Entries taken from a collection
+-------+

PR #2531, opened 2019-08-09
Load typescript sources directly into Karma using the webpack plugin.

blois:
Drop the explicit tsc & webpack build steps for src and test code and instead integrate the tsc compilation into webpack and integrate webpack into karma.

This only changes the tests in packages/base- looking for feedback on this first.

This has the benefits:
 - Source maps work in the browser for all source & test files.
 - Automatic compilation when modifying TS files- tests can automatically execute or a simple browser refresh will execute updated tests.

If you execute:

```shell
yarn run test:unit:default:debug
```

Then you can open a local browser to Karma and just refresh the page after any file save to execute the tests with the updated changes.

The webpack coverage config appears to not work before this change and this change doesn't improve the situation.

### DIFF
--- a/packages/base/package.json
+++ b/packages/base/package.json
@@ -18,16 +18,16 @@
   "scripts": {
     "build": "npm run build:src",
     "build:src": "tsc",
-    "build:test": "tsc --project test && webpack --config test/webpack.conf.js",
     "clean": "npm run clean:src",
     "clean:src": "rimraf lib && rimraf tsconfig.tsbuildinfo",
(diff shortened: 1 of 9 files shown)


jasongrout:
@blois - sorry for the delay in looking at this. We had a sprint this last week in which we split apart base into a base widgets module and a base manager module. If you can rebase this (if it still makes sense to do so), I'd love to review and merge it. It looks like the benefits are great!

Another possible option is to switch to jest for our testing, but that may be a bigger change to examine later.

PR #2532, opened 2019-08-13
Labmanager refactor

vidartf:
This PR builds on top of #2528.

**What does this do?** 
Extract parts of the widget manager into an abstract base class, and then export a new widget manager that does not rely on the document context. Instead, it takes a kernel as an argument to the constructor.

**What is the purpose?**
The goal of this PR is to make it easier for others to reuse widgets in a setting outside of Jupyterlab, (but while still using Jupyterlab components as libraries).

**Does this really belong in this package?**
Ideally, the base and kernel-based manager could live in a new, separate package, but I don't want to increase the maintenance burden of the repo/releases any more, so I think it would probably be better to later on optimize the current package for tree-shaking.

### DIFF
--- a/packages/jupyterlab-manager/src/manager.ts
+++ b/packages/jupyterlab-manager/src/manager.ts
@@ -89,58 +89,11 @@ export class BackboneViewWrapper extends Widget {
 /**
  * A widget manager that returns Lumino widgets.
  */
-export class WidgetManager extends ManagerBase<Widget> implements IDisposable {
-  constructor(
-    context: DocumentRegistry.IContext<INotebookModel>,
-    rendermime: IRenderMimeRegistry,
-    settings: WidgetManager.Settings
-  ) {
+export abstract class LabWidgetManager extends ManagerBase<Widget>
+  implements IDisposable {
+  constructor(rendermime: IRenderMimeRegistry) {
     super();
-    this._context = context;
     this._rendermime = rendermime;
-
-    // Set _handleCommOpen so `this` is captured.
-    this._handleCommOpen = async (comm, msg): Promise<void> => {
-      const oldComm = new shims.services.Comm(comm);
-      await this.handle_comm_open(oldComm, msg);
-    };
-
-    context.sessionContext.kernelChanged.connect((sender, args) => {
-      this._handleKernelChanged(args);
-    });
-
-    context.sessionContext.statusChanged.connect((sender, args) => {
-      this._handleKernelStatusChange(args);
-    });
-    context.sessionContext.connectionStatusChanged.connect((sender, args) => {
-      this._handleKernelConnectionStatusChange(args);
-    });
-
-    if (context.sessionContext.session?.kernel) {
-      this._handleKernelChanged({
-        name: 'kernel',
-        oldValue: null,
-        newValue: context.sessionContext.session?.kernel
-      });
-    }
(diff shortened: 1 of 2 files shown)


vidartf:
For reference, here is the diff of this PR onto #2528: https://github.com/vidartf/ipywidgets/compare/lab-optionals...vidartf:labmanager-refactor

jasongrout:
Needs a rebase (and at least some of this is incorporated in other PRs like #2707

vidartf:
Rebased, but will need a careful review, as I'm not sure I caught all the nuances with the new services API.

jasongrout:
@vidartf, I took a look at this today. I pushed a few commits cleaning up a few things. If those look good to you, then I think we can merge this.

jasongrout:
I also fixed a race condition that has been bothering us since updating to JLab 2.0. CC @wolfv.

jasongrout:
@vidartf, do you want to take a look at this again?

packages/jupyterlab-manager/src/manager.ts
```diff
@@ -504,10 +505,14 @@ export class KernelWidgetManager extends LabWidgetManager {
...
-    this._restoredStatus = true;
-    this._initialRestoredStatus = true;
-    this._restored.emit();
+    try {
+      await this._loadFromKernel();
+      this._restoredStatus = true;
+      this._initialRestoredStatus = true;
+      this._restored.emit();
+    } catch (err) {
+      // Do nothing
```
vidartf: This shouldn't really happen for the `KernelWidgetManager`, but I agree with being defensive.

packages/jupyterlab-manager/src/manager.ts
```diff
@@ -614,7 +616,12 @@ export class WidgetManager extends LabWidgetManager {
   ): Promise<void> {
     try {
       if (loadKernel) {
-        await this._loadFromKernel();
+        try {
+          this._kernelRestoreInProgress = true;
+          await this._loadFromKernel();
+        } finally {
+          this._kernelRestoreInProgress = false;
+        }
```
vidartf: Would it make more sense to put the setting/unsetting of this flag inside the method?

jasongrout:
> Adding off-topic commits is a little annoying, but I see why it is expedient. Lets merge and iterate on it (comments for consideration for a follow-up).

I assume you are talking about the last two commits that fix a serious bug. If I would have made them in a different PR, I would have had to redo them anyway, so it only made sense to make them in the context of this PR. Thanks for the seeing the expediency.

packages/jupyterlab-manager/src/manager.ts
jasongrout: Do you mean there won't be an error in loading from kernel in the widget manager? We aren't throwing one explicitly, but of course there could be one, and that would leave us in a weird state for the flag, so I think it's important to be defensive.

Probably even better semantically to have it in a finally statement, though.

packages/jupyterlab-manager/src/manager.ts
jasongrout: Can you be more explicit about what you have in mind?

packages/jupyterlab-manager/src/manager.ts
jasongrout: Or maybe even better to move the flag setting into _loadFromKernel...

PR #2534, opened 2019-08-20
feat: produce embed bundle without lab theme variables

maartenbreddels:
This PR moves the HTML manager a bit closer to voila works, making it possible to import the js module from a CDN, and have a custom way of loading the widget state etc.

On top of that, by default the `labvariables.css` were included, which would override any theming done (e.g. jupyter lab's black theme). To still support the default (light) theme (in embed.js and embed-amd.js) the css is move to those modules, while the `widget-base.css` is kept.


maartenbreddels:
Ok, simplified this PR a bit, since the original goal was to have theming work in nbconvert, like voila. This works now with nbconvert using this branch:
image

maartenbreddels:
I think this is replaced by #3342

PR #4034, opened 2026-08-18
Only run interact_manual on submit, not on text widget blur

### LINKED ISSUE #3997: Text widgets do not respect on-demand execution
## Description

Clicking away from a text-based widget in an `interact_manual` function triggers an execute event without the button being clicked.

This also occurs if one tabs away from it (or shift-tabs, etc.)

## Reproduce

```python
import ipywidgets as widgets

@widgets.interact_manual(x='y')
def f(x):
    return x
```

## Context

- Clean environment with ipywidgets version 8.1.7 
- Windows 11
- VSCode Jupyter extension

ghostiee-11:
Fixes #3997. In manual mode `interactive` observed `Text.value`, which the front end also commits on blur, so clicking or tabbing out of a text box ran the function; it now listens for the submit event (enter) instead.

`TextView.handleKeypress` also sent the submit event before the DOM `change` event that commits the value, so the kernel could see a submission with a stale value; the value is now committed first.


ghostiee-11:
@martinRenou / @jasongrout, Can you please review this :)

PR #4035, opened 2026-08-18
Revamp lint infrastructure

jasongrout:
We replace husky with pre-commit and centralize the lint config, which expands coverage slightly to fix a few more files. We also make sure the lint CI runs the same pre-commit hooks so the CI and local linting agree.

jupyterlab-widgets had a few more rules in its lint config, so we special-case those in our central config. We don't apply them everywhere right now since it would introduce a lot of fixes in other packages.

I guided Claude Fable 5 through this work and tested it.


martinRenou (approved):
Thanks! LGTM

+-------+

Search the records above for the string "benefits". Copy every line that contains it.

This has the benefits:
@blois - sorry for the delay in looking at this. We had a sprint this last week in which we split apart base into a base widgets module and a base manager module. If you can rebase this (if it still makes sense to do so), I'd love to review and merge it. It looks like the benefits are great!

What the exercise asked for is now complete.